| WORK REQUIRED |
A precise repetition of every line below is the required answer.

| DATA SHOWN |
PR #65, opened 2018-09-11
Improve HTTPS detection and opt-in

westonruter:
* Always do HTTPS loopback tests even when HTTPS is supposedly enabled.
* Always show checkbox, even when HTTPS is currently enabled. (As it could be enabled temporarily.)
* When doing HTTPS loopback requests, store any errors and show them next to the checkbox.
* Allow HTTPS checkbox to be submitted even when there are errors. This is critical for self-signed certificates as in a development environment.
* Do HTTPS redirection at `template_redirect` instead of `wp_loaded`.

image

Also:

* Prevent HTML entities from being served in name, short_name, and description fields in web app manifest.

### DIFF
--- a/wp-includes/class-wp-https-detection.php
+++ b/wp-includes/class-wp-https-detection.php
@@ -57,7 +57,7 @@ class WP_HTTPS_Detection {
 	 * Initializes the object.
 	 */
 	public function init() {
-		add_action( 'wp', array( $this, 'schedule_cron' ) );
+		self::schedule_cron();
 		add_action( self::CRON_HOOK, array( $this, 'update_https_support_options' ) );
 		add_filter( 'cron_request', array( $this, 'conditionally_prevent_sslverify' ), PHP_INT_MAX );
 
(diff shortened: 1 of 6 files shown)


wp-includes/class-wp-https-ui.php
```diff
@@ -157,6 +149,17 @@ public function render_https_settings() {
 			) );
 			?>
 		</p>
+
+		<?php if ( is_wp_error( $https_support ) ) : ?>
+			<?php foreach ( $https_support->get_error_messages() as $error_message ) : ?>
+				<div class="notice notice-error inline">
+					<p>
+						<?php echo esc_html( $error_message ); ?>
```
kienstra: It's great how this displays the error message(s):


error-message-j

wp-includes/class-wp-https-detection.php
```diff
@@ -69,7 +69,7 @@ public function init() {
 	 * Schedules a cron event to check for HTTPS support.
 	 */
 	public function schedule_cron() {
-		if ( ! wp_next_scheduled( self::CRON_HOOK ) && ! $this->is_currently_https() ) {
```
kienstra: ensure-secure-connection

wp-includes/class-wp-https-detection.php
```diff
@@ -57,7 +57,7 @@ class WP_HTTPS_Detection {
 	 * Initializes the object.
 	 */
 	public function init() {
-		add_action( 'wp', array( $this, 'schedule_cron' ) );
+		self::schedule_cron();
```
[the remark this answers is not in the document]
westonruter: You're right. This should not be a static call.

wp-includes/class-wp-https-detection.php
westonruter: Maybe we should just have it always be “Force secure connections” regardless of whether HTTPS is on.

kienstra: That sounds good, as it will cover whether HTTPS is enabled or not.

| EXERCISE SOLUTION |
PR #65, opened 2018-09-11
Improve HTTPS detection and opt-in

westonruter:
* Always do HTTPS loopback tests even when HTTPS is supposedly enabled.
* Always show checkbox, even when HTTPS is currently enabled. (As it could be enabled temporarily.)
* When doing HTTPS loopback requests, store any errors and show them next to the checkbox.
* Allow HTTPS checkbox to be submitted even when there are errors. This is critical for self-signed certificates as in a development environment.
* Do HTTPS redirection at `template_redirect` instead of `wp_loaded`.

image

Also:

* Prevent HTML entities from being served in name, short_name, and description fields in web app manifest.

### DIFF
--- a/wp-includes/class-wp-https-detection.php
+++ b/wp-includes/class-wp-https-detection.php
@@ -57,7 +57,7 @@ class WP_HTTPS_Detection {
 	 * Initializes the object.
 	 */
 	public function init() {
-		add_action( 'wp', array( $this, 'schedule_cron' ) );
+		self::schedule_cron();
 		add_action( self::CRON_HOOK, array( $this, 'update_https_support_options' ) );
 		add_filter( 'cron_request', array( $this, 'conditionally_prevent_sslverify' ), PHP_INT_MAX );
 
(diff shortened: 1 of 6 files shown)


wp-includes/class-wp-https-ui.php
```diff
@@ -157,6 +149,17 @@ public function render_https_settings() {
 			) );
 			?>
 		</p>
+
+		<?php if ( is_wp_error( $https_support ) ) : ?>
+			<?php foreach ( $https_support->get_error_messages() as $error_message ) : ?>
+				<div class="notice notice-error inline">
+					<p>
+						<?php echo esc_html( $error_message ); ?>
```
kienstra: It's great how this displays the error message(s):


error-message-j

wp-includes/class-wp-https-detection.php
```diff
@@ -69,7 +69,7 @@ public function init() {
 	 * Schedules a cron event to check for HTTPS support.
 	 */
 	public function schedule_cron() {
-		if ( ! wp_next_scheduled( self::CRON_HOOK ) && ! $this->is_currently_https() ) {
```
kienstra: ensure-secure-connection

wp-includes/class-wp-https-detection.php
```diff
@@ -57,7 +57,7 @@ class WP_HTTPS_Detection {
 	 * Initializes the object.
 	 */
 	public function init() {
-		add_action( 'wp', array( $this, 'schedule_cron' ) );
+		self::schedule_cron();
```
[the remark this answers is not in the document]
westonruter: You're right. This should not be a static call.

wp-includes/class-wp-https-detection.php
westonruter: Maybe we should just have it always be “Force secure connections” regardless of whether HTTPS is on.

kienstra: That sounds good, as it will cover whether HTTPS is enabled or not.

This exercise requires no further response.